Only the lines below starting at the one containing "the issue named." and ending at the one containing "registers the raw" belong in the answer, each copied exactly.

• _Information given_
※ ※ ※
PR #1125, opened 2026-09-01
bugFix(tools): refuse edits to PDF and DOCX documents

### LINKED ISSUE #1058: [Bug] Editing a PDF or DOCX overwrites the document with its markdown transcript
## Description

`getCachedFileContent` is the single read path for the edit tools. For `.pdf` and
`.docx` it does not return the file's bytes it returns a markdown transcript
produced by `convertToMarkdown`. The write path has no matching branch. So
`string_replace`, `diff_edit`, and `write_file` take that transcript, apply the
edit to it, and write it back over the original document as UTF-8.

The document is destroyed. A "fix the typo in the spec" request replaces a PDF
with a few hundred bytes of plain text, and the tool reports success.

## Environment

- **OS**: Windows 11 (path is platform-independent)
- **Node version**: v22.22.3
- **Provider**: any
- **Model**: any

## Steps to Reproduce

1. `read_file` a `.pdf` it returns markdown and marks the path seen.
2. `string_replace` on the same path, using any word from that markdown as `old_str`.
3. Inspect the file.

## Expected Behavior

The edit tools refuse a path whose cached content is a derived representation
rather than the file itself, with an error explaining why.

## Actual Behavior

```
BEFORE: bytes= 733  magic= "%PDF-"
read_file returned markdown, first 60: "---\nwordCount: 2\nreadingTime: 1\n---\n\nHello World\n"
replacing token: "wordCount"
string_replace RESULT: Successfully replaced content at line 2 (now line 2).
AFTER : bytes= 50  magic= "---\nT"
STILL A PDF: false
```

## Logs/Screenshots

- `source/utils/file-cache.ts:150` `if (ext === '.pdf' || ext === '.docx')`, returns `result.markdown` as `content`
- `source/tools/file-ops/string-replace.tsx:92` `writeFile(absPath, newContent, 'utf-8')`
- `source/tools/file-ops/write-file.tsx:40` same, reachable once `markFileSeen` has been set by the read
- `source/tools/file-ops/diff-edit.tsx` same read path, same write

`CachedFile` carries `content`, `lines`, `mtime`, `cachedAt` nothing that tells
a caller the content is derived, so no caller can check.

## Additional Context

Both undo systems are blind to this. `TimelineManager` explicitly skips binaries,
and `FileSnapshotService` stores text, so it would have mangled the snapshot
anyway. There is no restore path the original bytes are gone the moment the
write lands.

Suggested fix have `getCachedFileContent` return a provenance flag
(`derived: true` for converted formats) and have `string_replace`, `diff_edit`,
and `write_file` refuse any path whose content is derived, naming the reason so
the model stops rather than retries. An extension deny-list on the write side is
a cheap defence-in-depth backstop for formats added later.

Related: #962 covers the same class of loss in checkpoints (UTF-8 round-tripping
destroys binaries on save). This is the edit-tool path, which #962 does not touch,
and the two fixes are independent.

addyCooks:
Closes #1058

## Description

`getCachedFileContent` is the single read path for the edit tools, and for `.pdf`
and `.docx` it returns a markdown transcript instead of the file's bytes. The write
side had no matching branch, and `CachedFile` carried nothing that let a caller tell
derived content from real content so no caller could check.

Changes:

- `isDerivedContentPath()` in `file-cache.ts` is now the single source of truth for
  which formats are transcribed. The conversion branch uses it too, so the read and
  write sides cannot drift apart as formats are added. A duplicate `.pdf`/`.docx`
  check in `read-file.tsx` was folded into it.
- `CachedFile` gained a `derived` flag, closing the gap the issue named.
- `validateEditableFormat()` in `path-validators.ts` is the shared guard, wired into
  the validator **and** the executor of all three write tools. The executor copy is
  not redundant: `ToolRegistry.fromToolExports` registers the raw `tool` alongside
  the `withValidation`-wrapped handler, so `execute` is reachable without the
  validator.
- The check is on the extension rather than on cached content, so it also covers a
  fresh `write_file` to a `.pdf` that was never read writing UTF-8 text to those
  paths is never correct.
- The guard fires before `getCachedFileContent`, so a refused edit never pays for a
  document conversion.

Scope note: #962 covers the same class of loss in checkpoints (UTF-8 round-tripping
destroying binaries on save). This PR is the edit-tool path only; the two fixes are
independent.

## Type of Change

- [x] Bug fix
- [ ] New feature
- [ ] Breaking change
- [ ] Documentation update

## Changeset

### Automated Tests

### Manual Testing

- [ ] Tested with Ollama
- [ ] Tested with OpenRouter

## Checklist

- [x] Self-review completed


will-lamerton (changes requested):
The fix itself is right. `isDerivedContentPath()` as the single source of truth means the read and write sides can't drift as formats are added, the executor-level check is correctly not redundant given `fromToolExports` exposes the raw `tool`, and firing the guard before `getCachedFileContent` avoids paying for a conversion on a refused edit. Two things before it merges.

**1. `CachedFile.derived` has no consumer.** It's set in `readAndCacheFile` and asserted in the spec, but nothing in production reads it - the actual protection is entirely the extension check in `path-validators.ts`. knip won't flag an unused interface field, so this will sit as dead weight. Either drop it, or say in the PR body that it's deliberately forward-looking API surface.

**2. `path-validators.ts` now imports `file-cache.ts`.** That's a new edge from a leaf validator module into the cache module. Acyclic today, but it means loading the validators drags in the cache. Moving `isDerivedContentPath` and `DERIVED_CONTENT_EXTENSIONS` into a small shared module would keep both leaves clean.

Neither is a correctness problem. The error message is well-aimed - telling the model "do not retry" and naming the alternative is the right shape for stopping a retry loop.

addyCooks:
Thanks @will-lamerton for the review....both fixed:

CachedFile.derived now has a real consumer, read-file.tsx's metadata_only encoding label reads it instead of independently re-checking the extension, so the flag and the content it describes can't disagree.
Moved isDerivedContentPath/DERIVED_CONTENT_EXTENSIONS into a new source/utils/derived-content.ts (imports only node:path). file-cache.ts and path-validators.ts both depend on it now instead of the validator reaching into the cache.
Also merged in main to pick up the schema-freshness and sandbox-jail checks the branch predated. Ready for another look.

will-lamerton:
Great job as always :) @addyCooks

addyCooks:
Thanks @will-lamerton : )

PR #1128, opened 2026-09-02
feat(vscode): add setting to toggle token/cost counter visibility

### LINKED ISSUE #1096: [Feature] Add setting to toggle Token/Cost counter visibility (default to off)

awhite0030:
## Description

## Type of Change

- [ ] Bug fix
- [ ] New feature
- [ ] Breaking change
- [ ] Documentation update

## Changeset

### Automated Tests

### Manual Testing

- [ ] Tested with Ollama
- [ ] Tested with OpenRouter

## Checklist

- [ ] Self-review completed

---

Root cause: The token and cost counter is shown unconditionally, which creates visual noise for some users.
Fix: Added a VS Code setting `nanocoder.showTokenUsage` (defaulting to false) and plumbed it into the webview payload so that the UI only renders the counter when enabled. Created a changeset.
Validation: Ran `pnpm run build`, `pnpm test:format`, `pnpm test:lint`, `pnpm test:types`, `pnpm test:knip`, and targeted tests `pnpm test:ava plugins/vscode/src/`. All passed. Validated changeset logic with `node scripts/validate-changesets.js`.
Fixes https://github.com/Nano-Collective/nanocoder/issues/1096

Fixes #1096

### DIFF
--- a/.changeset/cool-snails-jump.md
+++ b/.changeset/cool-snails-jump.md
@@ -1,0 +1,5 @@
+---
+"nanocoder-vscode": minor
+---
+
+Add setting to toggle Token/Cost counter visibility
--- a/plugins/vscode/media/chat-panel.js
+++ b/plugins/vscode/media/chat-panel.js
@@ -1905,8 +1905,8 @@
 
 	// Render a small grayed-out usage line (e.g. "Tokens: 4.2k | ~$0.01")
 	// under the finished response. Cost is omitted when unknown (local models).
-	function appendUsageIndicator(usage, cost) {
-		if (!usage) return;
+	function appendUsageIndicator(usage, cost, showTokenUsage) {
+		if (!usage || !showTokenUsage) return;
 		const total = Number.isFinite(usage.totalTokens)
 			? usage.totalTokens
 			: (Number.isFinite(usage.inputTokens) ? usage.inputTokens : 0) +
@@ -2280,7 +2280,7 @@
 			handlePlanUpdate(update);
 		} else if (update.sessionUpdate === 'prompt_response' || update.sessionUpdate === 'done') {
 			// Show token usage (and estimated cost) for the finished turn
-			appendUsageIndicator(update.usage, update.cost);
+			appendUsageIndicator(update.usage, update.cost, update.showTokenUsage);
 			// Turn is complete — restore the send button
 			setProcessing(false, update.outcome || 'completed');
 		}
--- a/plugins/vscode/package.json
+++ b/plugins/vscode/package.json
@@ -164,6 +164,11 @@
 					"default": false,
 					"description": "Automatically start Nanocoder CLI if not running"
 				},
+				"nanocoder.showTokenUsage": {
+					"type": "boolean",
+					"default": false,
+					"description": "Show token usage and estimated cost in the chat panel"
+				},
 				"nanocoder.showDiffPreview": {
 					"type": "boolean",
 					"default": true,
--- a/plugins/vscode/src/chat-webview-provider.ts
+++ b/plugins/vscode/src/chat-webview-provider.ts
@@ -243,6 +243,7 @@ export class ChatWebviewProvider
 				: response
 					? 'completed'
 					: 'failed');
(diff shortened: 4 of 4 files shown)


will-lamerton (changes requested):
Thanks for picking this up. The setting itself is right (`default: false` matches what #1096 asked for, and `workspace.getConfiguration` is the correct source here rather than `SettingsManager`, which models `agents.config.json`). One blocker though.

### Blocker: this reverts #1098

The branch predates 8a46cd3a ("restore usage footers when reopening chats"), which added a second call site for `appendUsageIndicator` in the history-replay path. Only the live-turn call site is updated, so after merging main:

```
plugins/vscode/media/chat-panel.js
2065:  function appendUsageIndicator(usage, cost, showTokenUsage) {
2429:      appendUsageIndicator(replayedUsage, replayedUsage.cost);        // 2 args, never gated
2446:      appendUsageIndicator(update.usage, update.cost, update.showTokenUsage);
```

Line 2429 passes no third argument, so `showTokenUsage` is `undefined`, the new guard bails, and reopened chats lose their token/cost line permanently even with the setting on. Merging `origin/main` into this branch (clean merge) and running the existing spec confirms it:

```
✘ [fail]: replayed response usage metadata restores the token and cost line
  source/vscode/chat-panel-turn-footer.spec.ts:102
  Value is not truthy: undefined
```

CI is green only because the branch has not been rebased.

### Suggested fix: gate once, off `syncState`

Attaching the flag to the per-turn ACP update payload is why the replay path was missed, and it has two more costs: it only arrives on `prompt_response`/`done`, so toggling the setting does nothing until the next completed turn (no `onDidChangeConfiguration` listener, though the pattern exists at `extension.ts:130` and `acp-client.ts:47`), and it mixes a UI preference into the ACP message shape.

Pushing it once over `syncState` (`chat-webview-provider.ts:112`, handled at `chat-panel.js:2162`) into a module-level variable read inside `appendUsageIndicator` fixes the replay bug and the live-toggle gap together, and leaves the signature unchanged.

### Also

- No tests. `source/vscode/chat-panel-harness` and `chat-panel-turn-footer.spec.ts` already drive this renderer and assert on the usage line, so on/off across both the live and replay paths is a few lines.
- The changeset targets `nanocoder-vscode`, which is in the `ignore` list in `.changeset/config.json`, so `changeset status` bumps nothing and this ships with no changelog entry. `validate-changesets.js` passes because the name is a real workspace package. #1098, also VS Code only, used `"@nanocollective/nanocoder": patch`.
※ ※ ※
• _Written response_
- `CachedFile` gained a `derived` flag, closing the gap the issue named.
- `validateEditableFormat()` in `path-validators.ts` is the shared guard, wired into
  the validator **and** the executor of all three write tools. The executor copy is
  not redundant: `ToolRegistry.fromToolExports` registers the raw `tool` alongside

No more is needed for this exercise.